Each line that has the string "serialization" must be copied from the records below.

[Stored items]
·····

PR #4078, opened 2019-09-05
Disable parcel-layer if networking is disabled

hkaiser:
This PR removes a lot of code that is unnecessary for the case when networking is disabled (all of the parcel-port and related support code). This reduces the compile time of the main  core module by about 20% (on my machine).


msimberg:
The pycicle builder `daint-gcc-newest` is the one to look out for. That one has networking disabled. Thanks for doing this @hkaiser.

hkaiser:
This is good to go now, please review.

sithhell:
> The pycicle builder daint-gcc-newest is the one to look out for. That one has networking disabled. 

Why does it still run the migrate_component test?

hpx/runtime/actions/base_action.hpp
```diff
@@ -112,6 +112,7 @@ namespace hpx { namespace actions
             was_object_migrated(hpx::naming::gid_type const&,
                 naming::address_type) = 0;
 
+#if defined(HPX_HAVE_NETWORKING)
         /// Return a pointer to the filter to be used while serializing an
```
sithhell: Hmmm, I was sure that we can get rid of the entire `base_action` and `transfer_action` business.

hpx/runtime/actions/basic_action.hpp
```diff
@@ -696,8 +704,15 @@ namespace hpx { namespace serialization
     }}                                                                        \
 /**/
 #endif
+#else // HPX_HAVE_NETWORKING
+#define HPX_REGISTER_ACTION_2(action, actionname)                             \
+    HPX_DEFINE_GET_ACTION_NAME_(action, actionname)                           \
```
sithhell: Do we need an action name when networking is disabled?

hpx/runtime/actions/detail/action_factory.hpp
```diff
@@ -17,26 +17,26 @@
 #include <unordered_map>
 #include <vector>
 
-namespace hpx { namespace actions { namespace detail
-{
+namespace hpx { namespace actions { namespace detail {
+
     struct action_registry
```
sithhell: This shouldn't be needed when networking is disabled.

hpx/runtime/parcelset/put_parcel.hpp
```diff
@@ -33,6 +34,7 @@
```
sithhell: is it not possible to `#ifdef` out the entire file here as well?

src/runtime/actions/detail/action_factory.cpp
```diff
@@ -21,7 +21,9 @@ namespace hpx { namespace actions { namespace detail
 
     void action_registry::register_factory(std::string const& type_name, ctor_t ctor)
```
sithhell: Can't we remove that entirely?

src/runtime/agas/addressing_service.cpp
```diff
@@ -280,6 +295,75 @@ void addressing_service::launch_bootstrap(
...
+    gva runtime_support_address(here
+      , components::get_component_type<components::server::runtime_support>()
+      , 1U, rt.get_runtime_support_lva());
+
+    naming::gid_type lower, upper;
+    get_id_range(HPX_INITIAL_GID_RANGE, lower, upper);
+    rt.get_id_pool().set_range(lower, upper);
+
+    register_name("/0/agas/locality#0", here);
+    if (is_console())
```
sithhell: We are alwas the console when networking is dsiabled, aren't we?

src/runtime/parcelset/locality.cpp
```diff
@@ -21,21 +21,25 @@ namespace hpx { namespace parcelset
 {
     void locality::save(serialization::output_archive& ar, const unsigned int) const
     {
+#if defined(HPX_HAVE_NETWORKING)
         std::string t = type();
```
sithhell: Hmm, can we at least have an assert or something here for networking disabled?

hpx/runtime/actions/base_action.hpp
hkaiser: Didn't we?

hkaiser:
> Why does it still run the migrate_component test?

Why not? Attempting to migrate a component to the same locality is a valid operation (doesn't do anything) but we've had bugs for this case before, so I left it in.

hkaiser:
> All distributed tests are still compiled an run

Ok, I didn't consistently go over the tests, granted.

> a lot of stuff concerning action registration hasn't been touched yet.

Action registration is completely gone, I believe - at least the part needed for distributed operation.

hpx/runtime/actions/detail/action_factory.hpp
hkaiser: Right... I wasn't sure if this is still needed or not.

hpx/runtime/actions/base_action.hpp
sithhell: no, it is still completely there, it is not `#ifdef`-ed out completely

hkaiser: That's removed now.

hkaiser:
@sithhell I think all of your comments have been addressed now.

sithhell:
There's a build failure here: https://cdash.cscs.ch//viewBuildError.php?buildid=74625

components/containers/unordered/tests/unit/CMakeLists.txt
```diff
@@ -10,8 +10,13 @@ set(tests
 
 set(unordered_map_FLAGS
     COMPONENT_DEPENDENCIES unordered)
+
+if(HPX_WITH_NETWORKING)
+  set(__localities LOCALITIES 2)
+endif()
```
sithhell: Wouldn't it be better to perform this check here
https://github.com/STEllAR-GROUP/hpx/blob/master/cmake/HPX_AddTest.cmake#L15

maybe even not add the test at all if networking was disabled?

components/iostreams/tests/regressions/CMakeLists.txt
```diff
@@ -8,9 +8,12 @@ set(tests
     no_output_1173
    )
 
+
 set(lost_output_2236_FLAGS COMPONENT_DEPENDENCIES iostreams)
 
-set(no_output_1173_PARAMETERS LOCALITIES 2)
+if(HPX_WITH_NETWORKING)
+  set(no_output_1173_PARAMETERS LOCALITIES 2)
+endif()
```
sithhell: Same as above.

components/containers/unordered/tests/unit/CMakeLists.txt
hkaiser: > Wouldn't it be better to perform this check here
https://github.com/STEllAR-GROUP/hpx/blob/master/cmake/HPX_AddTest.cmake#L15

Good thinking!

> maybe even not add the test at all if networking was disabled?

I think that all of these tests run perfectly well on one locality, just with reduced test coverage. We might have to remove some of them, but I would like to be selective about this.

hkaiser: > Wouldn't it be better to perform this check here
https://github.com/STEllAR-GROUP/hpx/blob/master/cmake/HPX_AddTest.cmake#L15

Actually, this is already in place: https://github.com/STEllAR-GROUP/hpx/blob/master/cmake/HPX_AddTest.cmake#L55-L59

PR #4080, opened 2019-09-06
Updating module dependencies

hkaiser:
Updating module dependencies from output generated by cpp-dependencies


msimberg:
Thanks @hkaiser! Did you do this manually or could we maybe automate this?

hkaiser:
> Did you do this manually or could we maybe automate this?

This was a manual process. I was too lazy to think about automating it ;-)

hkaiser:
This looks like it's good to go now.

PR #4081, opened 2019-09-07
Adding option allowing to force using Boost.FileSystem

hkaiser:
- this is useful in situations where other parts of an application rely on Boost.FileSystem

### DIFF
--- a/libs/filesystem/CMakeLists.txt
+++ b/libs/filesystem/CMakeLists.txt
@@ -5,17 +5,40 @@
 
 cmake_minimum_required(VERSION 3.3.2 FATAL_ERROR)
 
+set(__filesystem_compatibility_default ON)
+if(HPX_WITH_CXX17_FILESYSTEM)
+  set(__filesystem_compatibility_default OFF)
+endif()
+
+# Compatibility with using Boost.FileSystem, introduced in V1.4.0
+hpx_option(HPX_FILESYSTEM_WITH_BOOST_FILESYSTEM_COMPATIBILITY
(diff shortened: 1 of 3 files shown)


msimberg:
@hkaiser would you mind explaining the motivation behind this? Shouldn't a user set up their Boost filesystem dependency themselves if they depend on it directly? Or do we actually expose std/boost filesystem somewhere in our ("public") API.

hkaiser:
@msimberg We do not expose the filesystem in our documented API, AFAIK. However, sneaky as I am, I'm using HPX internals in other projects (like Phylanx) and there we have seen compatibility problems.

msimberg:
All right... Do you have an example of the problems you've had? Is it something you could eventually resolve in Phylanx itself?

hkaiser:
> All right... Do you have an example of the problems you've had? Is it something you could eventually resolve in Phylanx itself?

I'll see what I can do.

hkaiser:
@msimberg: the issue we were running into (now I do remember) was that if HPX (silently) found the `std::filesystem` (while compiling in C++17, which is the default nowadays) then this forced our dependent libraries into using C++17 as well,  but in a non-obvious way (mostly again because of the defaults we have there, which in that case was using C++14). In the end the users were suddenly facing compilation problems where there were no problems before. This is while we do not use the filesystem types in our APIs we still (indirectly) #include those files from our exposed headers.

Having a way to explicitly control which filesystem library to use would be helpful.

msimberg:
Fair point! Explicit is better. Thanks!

·····

▶ [Your response]
@@ -696,8 +704,15 @@ namespace hpx { namespace serialization
     void locality::save(serialization::output_archive& ar, const unsigned int) const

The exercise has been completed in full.